Now the attributes that go into nameFormat
and valueFormat
refer to the same set of
value definitions, and the attributes to set depend on the value of the respective type
attribute. Let's see what we have here:
Type | Description | Fields / Examples |
---|---|---|
INT | Any integer value. | {"type": "INT"} |
CHOICE_INT | Any of a selection of integer values. | {"type": "CHOICE_INT", "choices": [0, 1, 2]} |
MIN_MAX_INT | Any integer within [min, max]. | {"type": "MIN_MAX_INT", "min": 0, "max": 5} |
STRING_CONSTANT | String of exactly the value defined by value attribute. |
{"type": "STRING_CONSTANT", "value": "const1"} |
STRING | Any string. | {"type": "STRING"} |
CHOICE_STRING | Any of a selection of string values. | {"type": "CHOICE_STRING", "choices": ["str1", "str2"]} |
REGEX | Any string matching the regex given by the regex attribute. |
{"type": "REGEX", "regex": ".*"} |
FLOAT | Any float. | {"type": "FLOAT"} |
CHOICE_FLOAT | Any of a selection of float values. | {"type": "CHOICE_FLOAT", "choices": [0.4, 0.5, 0.6]} |
MIN_MAX_FLOAT | Any float within [min, max]. | {"type": "MIN_MAX_FLOAT", "min": 0.1, "max": 0.5} |
DOUBLE | Any double. | {"type": "DOUBLE"} |
CHOICE_DOUBLE | Any of a selection of double values. | {"type": "CHOICE_DOUBLE", "choices": [0.4, 0.5, 0.6]} |
MIN_MAX_DOUBLE | Any double within [min, max]. | {"type": "MIN_MAX_DOUBLE", "min": 0.1, "max": 0.5} |
BOOLEAN | Any boolean. | {"type": "BOOLEAN"} |
EITHER_OF | Any value matching any of the formats given by the attribute formats . |
{"type": "EITHER_OF", "formats": [{"type": "STRING"}, {"type": "DOUBLE"}]} |
Type | Description | Fields / Examples |
---|---|---|
INT_SEQ | Sequence of any integers. | {"type": "INT_SEQ"} |
SEQ_CHOICE_INT | Sequence where each element is one of the given integer choices. | {"type": "SEQ_CHOICE_INT", "choices": [0, 1, 2]} |
SEQ_CHOICE_FLOAT | Sequence where each element is one of the given float choices. | {"type": "SEQ_CHOICE_FLOAT", "choices": [0.1, 0.2, 1.2]} |
SEQ_CHOICE_DOUBLE | Sequence where each element is one of the given double choices. | {"type": "SEQ_CHOICE_DOUBLE", "choices": [0.1, 0.2, 1.2]} |
STRING_SEQ | Sequence of any strings. | {"type": "STRING_SEQ"} |
SEQ_CHOICE_STRING | Sequence where each element is one of the given string choices. | {"type": "SEQ_CHOICE_STRING", "choices": ["str1", "str2"]} |
SEQ_REGEX | Sequence where each element is a string matching the given regex. | {"type": "SEQ_REGEX", "regex": ".*"} |
GENERIC_SEQ_FORMAT | Sequence where each element is one of the values given by perElementFormat . |
{"type": "GENERIC_SEQ_FORMAT", "perElementFormat": {"type": "INT"}} |
SEQ_MIN_MAX_INT | Sequence where each element is an integer within [min, max]. | {"type": "SEQ_MIN_MAX_INT", "min": 4, "max": 10} |
SEQ_MIN_MAX_FLOAT | Sequence where each element is an float within [min, max]. | {"type": "SEQ_MIN_MAX_FLOAT", "min": 0.4, "max": 10} |
SEQ_MIN_MAX_DOUBLE | Sequence where each element is an double within [min, max]. | {"type": "SEQ_MIN_MAX_DOUBLE", "min": 0.4, "max": 10} |
Type | Description | Fields |
---|---|---|
NESTED | Specifies the format of all unconditional fields and mappings for specific values of selected unconditional fields to conditional fields.
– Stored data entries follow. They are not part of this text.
PR #6913, opened 2021-11-02
live: Call webbrowser.open

daavoo:

Closes iterative/dvclive#180

### DIFF
--- a/dvc/repo/live.py
+++ b/dvc/repo/live.py
@@ -1,5 +1,10 @@
 import logging
+import webbrowser
+from pathlib import Path
+from platform import uname
 from typing import TYPE_CHECKING, List, Optional
+
+from funcy import once_per_args
 
 from dvc.render.utils import render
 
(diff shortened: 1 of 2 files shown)


dvc/repo/live.py
```diff
@@ -10,15 +14,27 @@
     from dvc.path_info import PathInfo
     from dvc.repo import Repo
 
+webbrowser_open = call_only_once(webbrowser.open)
```
skshetry, line 17: You can use [`funcy.once`](https://funcy.readthedocs.io/en/stable/flow.html#once) instead. Btw, is it possible to have multiple `live` outputs? How does it work with this?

This specifies a direct dependency of the value selected for the unconditional fields and the respective conditional fields. | {"type": "NESTED", "fields": [{"nameFormat": {"type": "STRING_CONSTANT", "value": "field1"}, "valueFormat": {"type": "REGEX", "regex": ".*"}}], "conditionalFieldsSeq": [{"conditionalFieldId": "field1", "mapping": {"value1": [{"nameFormat": {"type": "STRING_CONSTANT", "value": "condField1"}, "required": true, "valueFormat": {"type": "INT"}}]}]} |
MAP | Specifies formats for the keys and values in a map. | {"type": "MAP", "keyFormat": {"type": "STRING"}, "valueFormat": {"type": "INT"}} |
The service tries to persist all leftover event stores when app is shut down via .onExit
hook.
This should avoid loosing any events.